Abol-Hasan Navvab - Head of the Centre for the Study and Research of Religions and Faiths in Qom

When Islam entered the world community of its time, it faced a reality; the fact that others had already existed, and Islam came. When Islam manifested itself to others, it adapted itself to those who believed in God. Of course, later Islamic regions, Islamic countries and Islamic cities were formed, but this was not the case at the beginning of the arrival of Islam....

Throughout history, there has never been an order in Islam to destroy and disturb the situation of followers of other faiths.

I have to make a point about Baha’ism that I also raised at a conference in Geneva. I said, if someone in the UK declares that he is a key member of al-Qaeda or the Taliban, is the British government willing to grant him residency? In our view, Baha’ism is not a religion. It is a colonial sect whose centre today is where the security and peace of Muslims is threatened at all times; that is Israel.

This is a challenge between our country and the West. The West itself has created this cancerous point to kill us and use the tools of religion against our country, the same thing that the Taliban and al-Qaeda do in the name of religion. No Islamic country recognizes a religious identity for anyone who openly states that he or she is a member of al-Qaeda. The Baha’is are the same.
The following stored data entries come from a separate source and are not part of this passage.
PR #2, opened 2020-01-31
Add .travis.yml

Sean-Der:
Add everything needed to run tests and generate code coverage


.travis.yml
```diff
@@ -0,0 +1,120 @@
...
+addons:
+  apt:
+    packages:
+      - gdb
+
+script:
+  - export AWS_KVS_LOG_LEVEL=2
+  - make
+  - ulimit -c unlimited -S
+  - timeout --signal=SIGABRT 20m ./tst/producer_test
```
MushMal: Might be too tight. We will adjust this later.

Sean-Der: :+1: I just moved to two hours.

Issue #11, opened 2020-02-24
cross-compile branch fail.


awsa2ron:
Hi,
I have setup a new ubuntu18.04 docker and try to make the "cross-compile" branch. But failed.
I followed those steps:
```
# Cross-compilation to ARM, no tests are run
sudo apt-get install gcc-arm-linux-gnueabi
sudo apt-get install g++-arm-linux-gnueabi
sudo apt-get install binutils-arm-linux-gnueabi

#for Linux
export CC=arm-linux-gnueabi-gcc CXX=arm-linux-gnueabi-g++ AR=arm-linux-gnueabi-ar
mkdir build && cd build
cmake .. -DBUILD_TEST=TRUE -DBUILD_OPENSSL=TRUE \
         -DBUILD_OPENSSL_PLATFORM=linux-generic32 \
         -DBUILD_LIBCURL_HOST_PLATFORM=x86_64-unknown-linux-gnu \
         -DBUILD_LIBCURL_DESTINATION_PLATFORM=arm-unknown-linux-uclibcgnueabi

make
```
Here is the log:
```
Scanning dependencies of target kvsCommonCurl
[ 52%] Building C object CMakeFiles/kvsCommonCurl.dir/src/source/Common/Auth.c.o
In file included from /usr/include/openssl/sha.h:13:0,
                 from /home/aaron/producer-c/src/source/Common/Include_i.h:16,
                 from /home/aaron/producer-c/src/source/Common/Auth.c:5:
/usr/include/openssl/e_os2.h:13:11: fatal error: openssl/opensslconf.h: No such file or directory
 # include <openssl/opensslconf.h>
           ^~~~~~~~~~~~~~~~~~~~~~~
compilation terminated.
CMakeFiles/kvsCommonCurl.dir/build.make:62: recipe for target 'CMakeFiles/kvsCommonCurl.dir/src/source/Common/Auth.c.o' failed
make[2]: *** [CMakeFiles/kvsCommonCurl.dir/src/source/Common/Auth.c.o] Error 1
CMakeFiles/Makefile2:106: recipe for target 'CMakeFiles/kvsCommonCurl.dir/all' failed
make[1]: *** [CMakeFiles/kvsCommonCurl.dir/all] Error 2
Makefile:83: recipe for target 'all' failed
make: *** [all] Error 2
```

MushMal:
Looks like the issue with cross-compiling the libCurl. We are working on it currently.

[...]

PR #14, opened 2020-03-01
fix openssl --with-ssl compile option

awsa2ron:
Issue #11

Fix --with-ssl compile option for openssl, and make a lib folder with libssl.a and libcrypto.a links inside it, which are required by cURL.


MushMal:
@awsa2ron could you please give some details as to why you need statically linked openssl/libCrypto? For vast majority of the cases, we would discourage static linkage.

awsa2ron:
Thank you for remind. I just want to fix a error when I compile it. But looks I go to the wrong dirction.

PR #35, opened 2020-03-13
use caching endpoint by default in samples

chehefen:
*Issue #, if available:*

*Description of changes:*


chehefen:
> Why are we using caching endpoint in the samples?
should'nt it be used by default across all applications? Otherwise we add extra latency by calling described streams every time we create new putMedia.

PR #36, opened 2020-03-16
Add mbedtls

chehefen:
*Issue #, if available:*

*Description of changes:*


CMakeLists.txt
```diff
@@ -7,6 +7,7 @@ project(KinesisVideoProducerC LANGUAGES C)
 option(ADD_MUCLIBC "Add -muclibc c flag" OFF)
 option(BUILD_DEPENDENCIES "Whether or not to build depending libraries from source" ON)
 option(USE_OPENSSL "Use openssl as crypto library" ON)
+option(USE_MBEDTLS "Use openssl as crypto library" OFF)
```
zhiyua-git: use mbedTLS?

CMakeLists.txt
```diff
@@ -63,10 +64,21 @@ if(BUILD_DEPENDENCIES)
 
   message(STATUS "Begin building dependencies.")
 
+  count_true(ENABLED_SSL_OPTION_COUNT
+    USE_OPENSSL
+    USE_MBEDTLS)
+
+  if(ENABLED_SSL_OPTION_COUNT GREATER "1")
```
zhiyua-git: If my input is just cmake -DUSE_MBEDTLS=TRUE .., would it fail? If it fails, is the error message clear enough to let me know that I need to disable openssl by -DUSE_OPENSSL=FALSE?

src/source/Common/Include_i.h
```diff
@@ -13,9 +13,15 @@ extern "C" {
 ////////////////////////////////////////////////////
 // Project include files
 ////////////////////////////////////////////////////
+#if defined(KVS_USE_OPENSSL)
 #include <openssl/sha.h>
 #include <openssl/hmac.h>
 #include <openssl/evp.h>
+#elif defined(KVS_USE_MBEDTLS)
+#include "mbedtls/sha256.h"
+#include <mbedtls/md.h>
```
zhiyua-git: minor: shouldn't both be <mbedtls/*.h>?

src/source/Common/AwsV4Signer.c
```diff
@@ -1070,3 +1024,100 @@ PCHAR getRequestVerbString(HTTP_REQUEST_VERB verb)
 
     return NULL;
 }
+
+#if defined(KVS_USE_OPENSSL)
```
MushMal: I strongly discourage usage of conditional compilations in this manner. 

Recommend using a separate header that hides the #ifdef under a macro and use those macros in the single code body. 

You only need to abstract two API calls. sha256 and hmac.

src/source/Common/AwsV4Signer.h
```diff
@@ -78,6 +78,10 @@ extern "C" {
 // URI-encoded backslash value
 #define URI_ENCODED_FORWARD_SLASH               "%2F"
 
+#define SHA256_DIGEST_LENGTH                	32
```
MushMal: Very minor: line up the values.

src/source/Common/Include_i.h
MushMal: Using wildcards is a bad idea

zhiyua-git: Didn't mean wildcard, I meant, shouldn't it be both 
#include "mbedtls/sha256.h"
#include "mbedtls/md.h"
or 
#include <mbedtls/sha256.h>
#include <mbedtls/md.h>

CMakeLists.txt
chehefen: all our variables are capitalized though.

src/source/Common/AwsV4Signer.h
chehefen: it does line up in clion.

CMakeLists.txt
MushMal: +1 - capitalized is used everywhere

src/source/Common/Include_i.h
MushMal: Oh, I see. Yeah, I think angle brackets are the right way to go here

Of course, the rights of Baha’is as Iranian citizens are not taken away. But the system has the right to be more sensitive to them. Now, it is not the case that they will kill the Baha’is. They will not be arrested. They will not be repatriated. But whenever the West agrees to allow official al-Qaeda members to go to Western universities for free, then they can [ask critically] why, if someone officially says they are a Baha’i, they cannot study at Iranian universities.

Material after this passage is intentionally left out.